The suffering begins at birth. Every 30 minutes in Afghanistan a woman dies in labour. Compared to Western Europe or America, an Afghan child is 25 times more likely to die before the age of five. According to Dr Laroche, 100,000 more children are at risk of dying this winter unless necessary aid can be trucked in before winter sets in – 100,000 more than the 300,000 who already die every year from preventable causes.
"That means measles, exposure, severe malnutrition," says Dr Laroche. "Or a case of diarrhoea that could be cured with a 10 cent sachet of oral rehydration salts." Last week, after weeks in which few convoys got through, the UN agencies finally began to reach their targets for aid into Afghanistan. But even if the physical catastrophe is averted, the invisible effects of the bombing – the fear that possesses children like Sodaba and Abdullah – will take a generation to overcome.
Afghanistan has been at war for 22 years, and there is scarcely an Afghan adult under the age of 40 who does not have childhood memories of being mortally afraid. "The biggest thing is that my education is incomplete," says Mohammed, a 27-year-old Afghan radio technician who lives in Pakistan. "But apart from that I don't feel like a normal person. I'm an adult, but I'm always affected by the war. I'm affected by the war even now."
Four years ago Unicef commissioned a report on the psychological effects of the war on children in Kabul. It is an unemotional document, written in the dry language of a psychological survey, but its findings are almost unbearably painful. Three-quarters of the children interviewed had lost a member of their family in the fighting in the previous four years; one-third had seen a family member die. Two-thirds had watched someone being killed by rockets; half had seen death by bombs, gunfire and landmines.
Two-thirds had seen dead bodies or body parts; the same proportion had heard people screaming for help, and seen their own house being shelled or rocketed. The long-term effects of such exposure, under the term post-traumatic stress disorder, are hard to predict, even in a country with sophisticated psychiatric care. In present-day Afghanistan, they are unfathomable.
"We are depressed, wherever we are," says Omar Farhad (not his real name), who works for the relocated Unicef office in the Pakistani capital, Islamabad. "When I was 16, a neighbour of ours was killed by a piece of rocket, but there was a sniper at the end of the street and we couldn't take the body outside. So we put the body in a trunk and carried him down into the basement. He was there for nine days. Isn't it obvious there's going to be a difference between someone who's seen what we've seen and someone who hasn't?"

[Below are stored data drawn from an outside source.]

PR #308, opened 2025-01-23
feat: forward metrics as prometheus metrics instead

obs-gh-alexlew:


charts/agent/templates/_config-exporters.tpl
```diff
@@ -48,7 +48,7 @@ otlphttp/observe/forward/trace:
 {{- end -}}
 
 {{- define "config.exporters.prometheusremotewrite" -}}
-prometheusremotewrite:
+prometheusremotewrite/observe:
```
obs-gh-alexlew, line 51: renaming this and adding a suffix to lower probability of overlap in overrides

charts/agent/templates/_forwarder-config.tpl
```diff
@@ -60,11 +63,11 @@ service:
     logs/observe-forward:
       receivers: [otlp/app-telemetry]
       processors: [memory_limiter, k8sattributes, batch, resourcedetection/cloud, resource/observe_common, attributes/debug_source_app_logs]
-      exporters: [{{ join ", " $logsMetricsExporters }}]
+      exporters: [{{ join ", " $logsExporters }}]
     metrics/observe-forward:
       receivers: [otlp/app-telemetry]
       processors: [memory_limiter, k8sattributes, batch, resourcedetection/cloud, resource/observe_common, attributes/debug_source_app_metrics]
```
obs-gh-mattcotter, line 69: It's safer in this case to add the `deltatocumulative` processor here in case users forward metrics with delta temporality

obs-gh-mattcotter (approved):
One suggestion, otherwise lgtm

obs-gh-mattcotter (approved):

PR #312, opened 2025-02-03
fix: Update LUA and multiline

obs-gh-justindaines:
Update LUA and multiline to handle `stdout F` and `stdout P`


obs-gh-felipequiros (approved):
Looks good. Change captures stdout P  and F.

PR #313, opened 2025-02-03
feat: enable forwarder daemonset by default

obs-gh-alexlew:


integration/modules/deploy_helm/helm.tf
```diff
@@ -13,6 +13,7 @@ resource "helm_release" "observe-agent" {
       {
         observe_url                     = var.observe_url,
         observe_token                   = var.observe_token,
+        trace_token                     = var.observe_token,
```
obs-gh-nikhildua, line 16: If trace token is now becoming part of default helm deployment, it needs to be defined in this file 
https://github.com/observeinc/helm-charts/blob/main/integration/modules/deploy_helm/variables.tf 

Not sure why its specifically showing the "observe" namespace error but my guess is that it has to do something with this variable (or default) not being defined. Terraform plan is probably borked and the tftests don't really do plan/apply verbose like regular terraform

obs-gh-mattcotter (commented):
lgtm other than @obs-gh-nikhildua 's comment

obs-gh-mattcotter (approved):

PR #318, opened 2025-02-05
feat(multiline): add multiline examples

obs-gh-johnhwang:
CS-1844
add multiline examples


arthur-observe (changes requested):
I would expect an example to include a sample log generator deployment and a sample agent config - am I missing something?

obs-gh-johnhwang:
That’s my fault. I interpreted it wrong. I will get it corrected.

obs-gh-abhishekrao (approved):

arthur-observe (approved):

There are still more heartbreaking and chilling statistics in the Unicef survey. Nine out of 10 of the children questioned had believed that they would be killed during the fighting. Almost the same proportion sometimes or often thought life was not worth living. It is the sense of hopelessness that is most corrosive because, unlike physical injuries, it is passed down to the next generation.

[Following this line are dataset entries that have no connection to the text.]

PR #327, opened 2025-03-17
feat: add benchmark test and accompanying utils

obs-gh-mattcotter:
This adds a benchmark script which can be run locally to generate agent benchmark data. It has four load generators, each of which can be tuned to various volume levels. Example run:
```
$ HELM_NAMESPACE=observe-test pytest ./integration/scripts/test_benchmark.py
```


obs-gh-mattcotter:
> looks good but with all these tools being added I'd love to see a README.md that covers how it works/how to use it in the future

Added! https://github.com/observeinc/helm-charts/blob/617de28ccc7e92bdfacd69b2d98a20cf29469806/integration/scripts/benchmark/README.md

integration/scripts/benchmark/README.md
```diff
@@ -0,0 +1,35 @@
+# `observe-agent` helm chart benchmarking
+
+## Usage
+
+This package is designed to benchmark the `observe-agent` helm chart. To run the benchmarking tests, you will need to:
+
+1. Create / connect to a kubernetes cluster
+2. Install the `observe-agent` helm chart
+3. Run the tests via: `HELM_NAMESPACE=observe-test pytest ./integration/scripts/test_benchmark.py`
```
obs-gh-alexlew, line 9: how do I provide the credentials for my specific kubernetes cluster?

obs-gh-mattcotter: Good point! I added:
> The benchmarking script will automatically connect to the current kubernetes context. View the current context via `kubectl config current-context`, set this via `kubectl config use-context <context>`.

Btw I'm force pushing because the build fails if the PR has multiple commits :( Can we change that and enforce that the commits are squashed when landed to main instead?

obs-gh-alexlew: i prefer squashing when landing as well, i didn't set up this repo and not sure how to remove that check + add squashing

obs-gh-alexlew (approved):

PR #109, opened 2026-04-07
(fix) O3-5594:  Fix errors when voiding patient with multiple queue e…

chibongho:
…ntries

This PR fixes the following errors when voiding patient with multiple queue entries:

"I was in Mazar-e-Sharif," says Mohammed, "and I saw a guy there with his son – he was about 23 and the boy was six. The father had a Kalashnikov and his boy was carrying a small gun, a real gun. He was saying to his son, 'Let's kill a Taliban,' but there were no Taliban around, just a lot of dead bodies. So the father went up and fired his Kalashnikov into the dead bodies. Then he carefully showed the boy how to do the same thing.
"That's the effect this war has on children. The father grew up with a grudge and passed it on to his son. He thought he was a good father. He loved his son, and he wanted to show him how to shoot dead bodies. That was the gift he made to him."